[Records from a collection]
PR #957, opened 2024-05-31
Support power requests from shifting actors in the PowerManager

### LINKED ISSUE #905: Support multiple Matryoshka pools in the Power Manager that can be aggregated
### What's needed?

There should be multiple matryoshka based target power calculation pools in the PowerManager, and their target powers need to be aggregated (added) to get the final target power.

This would allow use cases like FCR to set their adjustment power always relative to the target power of the other use case actors.

cc: @thomas-nicolai-frequenz

shsms:
There are cases where the target power needs to be shifted by a certain amount, for example, to make adjustments to the operating point.  This PR enables this by designating some actors to be part of the `shifting_group`.

Closes #905

### DIFF
--- a/src/frequenz/sdk/actor/_power_managing/_power_managing_actor.py
+++ b/src/frequenz/sdk/actor/_power_managing/_power_managing_actor.py
@@ -130,7 +130,7 @@ class PowerManagingActor(Actor):
             await self._send_updated_target_power(component_ids, None)
             await self._send_reports(component_ids)
 
-    def _add_bounds_tracker(self, component_ids: frozenset[int]) -> None:
+    def _add_system_bounds_tracker(self, component_ids: frozenset[int]) -> None:
         """Add a bounds tracker.
 
         Args:
@@ -225,7 +225,7 @@ class PowerManagingActor(Actor):
             if selected_from(selected, self._proposals_receiver):
                 proposal = selected.message
                 if proposal.component_ids not in self._bound_tracker_tasks:
-                    self._add_bounds_tracker(proposal.component_ids)
+                    self._add_system_bounds_tracker(proposal.component_ids)
 
                 # TODO: must_send=True forces a new request to # pylint: disable=fixme
                 # be sent to the PowerDistributor, even if there's no change in power.
@@ -260,7 +260,7 @@ class PowerManagingActor(Actor):
                     )
 
                 if sub.component_ids not in self._bound_tracker_tasks:
-                    self._add_bounds_tracker(sub.component_ids)
+                    self._add_system_bounds_tracker(sub.component_ids)
 
             elif selected_from(selected, self._power_distributing_results_receiver):
                 from .. import (  # pylint: disable=import-outside-toplevel
--- a/src/frequenz/sdk/actor/_power_managing/_power_managing_actor.py
+++ b/src/frequenz/sdk/actor/_power_managing/_power_managing_actor.py
@@ -16,7 +16,8 @@ from frequenz.channels.timer import SkipMissedAndDrift, Timer
 from frequenz.client.microgrid import ComponentCategory, ComponentType, InverterType
 from typing_extensions import override
 
-from ...timeseries._base_types import SystemBounds
+from ...timeseries import Power
+from ...timeseries._base_types import Bounds, SystemBounds
 from .._actor import Actor
 from .._channel_registry import ChannelRegistry
 from ._base_classes import Algorithm, BaseAlgorithm, Proposal, ReportRequest, _Report
@@ -28,7 +29,7 @@ if typing.TYPE_CHECKING:
     from .. import power_distributing
 
 
-class PowerManagingActor(Actor):
+class PowerManagingActor(Actor):  # pylint: disable=too-many-instance-attributes
     """The power manager."""
 
     def __init__(  # pylint: disable=too-many-arguments
@@ -84,10 +85,18 @@ class PowerManagingActor(Actor):
 
         self._system_bounds: dict[frozenset[int], SystemBounds] = {}
         self._bound_tracker_tasks: dict[frozenset[int], asyncio.Task[None]] = {}
-        self._subscriptions: dict[frozenset[int], dict[int, Sender[_Report]]] = {}
+        self._non_shifting_subscriptions: dict[
+            frozenset[int], dict[int, Sender[_Report]]
+        ] = {}
+        self._shifting_subscriptions: dict[
+            frozenset[int], dict[int, Sender[_Report]]
+        ] = {}
         self._distribution_results: dict[frozenset[int], power_distributing.Result] = {}
 
-        self._algorithm: BaseAlgorithm = Matryoshka(
+        self._non_shifting_group: BaseAlgorithm = Matryoshka(
+            max_proposal_age=timedelta(seconds=60.0)
+        )
+        self._shifting_group: BaseAlgorithm = Matryoshka(
             max_proposal_age=timedelta(seconds=60.0)
         )
 
@@ -104,11 +113,26 @@ class PowerManagingActor(Actor):
         if bounds is None:
             _logger.warning("PowerManagingActor: No bounds for %s", component_ids)
             return
-        for priority, sender in self._subscriptions.get(component_ids, {}).items():
-            status = self._algorithm.get_status(
+        for priority, sender in self._shifting_subscriptions.get(
+            component_ids, {}
+        ).items():
+            status = self._shifting_group.get_status(
                 component_ids,
                 priority,
                 bounds,
+                self._distribution_results.get(component_ids),
+            )
+            await sender.send(status)
+        for priority, sender in self._non_shifting_subscriptions.get(
+            component_ids, {}
+        ).items():
+            status = self._non_shifting_group.get_status(
+                component_ids,
+                priority,
+                self._calculate_remaining_bounds(
+                    bounds,
+                    self._shifting_group.get_target_power(component_ids),
+                ),
                 self._distribution_results.get(component_ids),
             )
             await sender.send(status)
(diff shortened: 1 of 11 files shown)


llucax (commented):
I gave this a quick look, I still have to look at the commit doing the actual implementation in more detail, but I have a couple of comments:

1. It is still no 100% clear what incremental means here. It might be nice to add some better description to the PR and maybe even the docs, like one example with a few actors some using incremental and some not, and seeing what difference does it make in terms of what is the resulting power.

2. It looks like you have at least subscriptions and pools grouped in incremental and not incremental. It might be worth adding some class (not sure what it is exactly? Power requests? Algorithms?) that have 2 members, pool and subscriptions, and I don't know, maybe there is some more common code to manipulate both that can go there too. Maybe it doesn't make sense, not sure, as I said I only gave a quick look but it is something that popped out when looking at the commits.

shsms:
Draft until I finish the renaming to `shifting_group`.

llucax:
No `in_`? :laughing:

shsms:
in_ in the argument names and class fields.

WORK REQUEST: The full data must appear again, retyped in every detail.

FINAL ANSWER:
PR #957, opened 2024-05-31
Support power requests from shifting actors in the PowerManager

### LINKED ISSUE #905: Support multiple Matryoshka pools in the Power Manager that can be aggregated
### What's needed?

There should be multiple matryoshka based target power calculation pools in the PowerManager, and their target powers need to be aggregated (added) to get the final target power.

This would allow use cases like FCR to set their adjustment power always relative to the target power of the other use case actors.

cc: @thomas-nicolai-frequenz

shsms:
There are cases where the target power needs to be shifted by a certain amount, for example, to make adjustments to the operating point.  This PR enables this by designating some actors to be part of the `shifting_group`.

Closes #905

### DIFF
--- a/src/frequenz/sdk/actor/_power_managing/_power_managing_actor.py
+++ b/src/frequenz/sdk/actor/_power_managing/_power_managing_actor.py
@@ -130,7 +130,7 @@ class PowerManagingActor(Actor):
             await self._send_updated_target_power(component_ids, None)
             await self._send_reports(component_ids)
 
-    def _add_bounds_tracker(self, component_ids: frozenset[int]) -> None:
+    def _add_system_bounds_tracker(self, component_ids: frozenset[int]) -> None:
         """Add a bounds tracker.
 
         Args:
@@ -225,7 +225,7 @@ class PowerManagingActor(Actor):
             if selected_from(selected, self._proposals_receiver):
                 proposal = selected.message
                 if proposal.component_ids not in self._bound_tracker_tasks:
-                    self._add_bounds_tracker(proposal.component_ids)
+                    self._add_system_bounds_tracker(proposal.component_ids)
 
                 # TODO: must_send=True forces a new request to # pylint: disable=fixme
                 # be sent to the PowerDistributor, even if there's no change in power.
@@ -260,7 +260,7 @@ class PowerManagingActor(Actor):
                     )
 
                 if sub.component_ids not in self._bound_tracker_tasks:
-                    self._add_bounds_tracker(sub.component_ids)
+                    self._add_system_bounds_tracker(sub.component_ids)
 
             elif selected_from(selected, self._power_distributing_results_receiver):
                 from .. import (  # pylint: disable=import-outside-toplevel
--- a/src/frequenz/sdk/actor/_power_managing/_power_managing_actor.py
+++ b/src/frequenz/sdk/actor/_power_managing/_power_managing_actor.py
@@ -16,7 +16,8 @@ from frequenz.channels.timer import SkipMissedAndDrift, Timer
 from frequenz.client.microgrid import ComponentCategory, ComponentType, InverterType
 from typing_extensions import override
 
-from ...timeseries._base_types import SystemBounds
+from ...timeseries import Power
+from ...timeseries._base_types import Bounds, SystemBounds
 from .._actor import Actor
 from .._channel_registry import ChannelRegistry
 from ._base_classes import Algorithm, BaseAlgorithm, Proposal, ReportRequest, _Report
@@ -28,7 +29,7 @@ if typing.TYPE_CHECKING:
     from .. import power_distributing
 
 
-class PowerManagingActor(Actor):
+class PowerManagingActor(Actor):  # pylint: disable=too-many-instance-attributes
     """The power manager."""
 
     def __init__(  # pylint: disable=too-many-arguments
@@ -84,10 +85,18 @@ class PowerManagingActor(Actor):
 
         self._system_bounds: dict[frozenset[int], SystemBounds] = {}
         self._bound_tracker_tasks: dict[frozenset[int], asyncio.Task[None]] = {}
-        self._subscriptions: dict[frozenset[int], dict[int, Sender[_Report]]] = {}
+        self._non_shifting_subscriptions: dict[
+            frozenset[int], dict[int, Sender[_Report]]
+        ] = {}
+        self._shifting_subscriptions: dict[
+            frozenset[int], dict[int, Sender[_Report]]
+        ] = {}
         self._distribution_results: dict[frozenset[int], power_distributing.Result] = {}
 
-        self._algorithm: BaseAlgorithm = Matryoshka(
+        self._non_shifting_group: BaseAlgorithm = Matryoshka(
+            max_proposal_age=timedelta(seconds=60.0)
+        )
+        self._shifting_group: BaseAlgorithm = Matryoshka(
             max_proposal_age=timedelta(seconds=60.0)
         )
 
@@ -104,11 +113,26 @@ class PowerManagingActor(Actor):
         if bounds is None:
             _logger.warning("PowerManagingActor: No bounds for %s", component_ids)
             return
-        for priority, sender in self._subscriptions.get(component_ids, {}).items():
-            status = self._algorithm.get_status(
+        for priority, sender in self._shifting_subscriptions.get(
+            component_ids, {}
+        ).items():
+            status = self._shifting_group.get_status(
                 component_ids,
                 priority,
                 bounds,
+                self._distribution_results.get(component_ids),
+            )
+            await sender.send(status)
+        for priority, sender in self._non_shifting_subscriptions.get(
+            component_ids, {}
+        ).items():
+            status = self._non_shifting_group.get_status(
+                component_ids,
+                priority,
+                self._calculate_remaining_bounds(
+                    bounds,
+                    self._shifting_group.get_target_power(component_ids),
+                ),
                 self._distribution_results.get(component_ids),
             )
             await sender.send(status)
(diff shortened: 1 of 11 files shown)


llucax (commented):
I gave this a quick look, I still have to look at the commit doing the actual implementation in more detail, but I have a couple of comments:

1. It is still no 100% clear what incremental means here. It might be nice to add some better description to the PR and maybe even the docs, like one example with a few actors some using incremental and some not, and seeing what difference does it make in terms of what is the resulting power.

2. It looks like you have at least subscriptions and pools grouped in incremental and not incremental. It might be worth adding some class (not sure what it is exactly? Power requests? Algorithms?) that have 2 members, pool and subscriptions, and I don't know, maybe there is some more common code to manipulate both that can go there too. Maybe it doesn't make sense, not sure, as I said I only gave a quick look but it is something that popped out when looking at the commits.

shsms:
Draft until I finish the renaming to `shifting_group`.

llucax:
No `in_`? :laughing:

shsms:
in_ in the argument names and class fields.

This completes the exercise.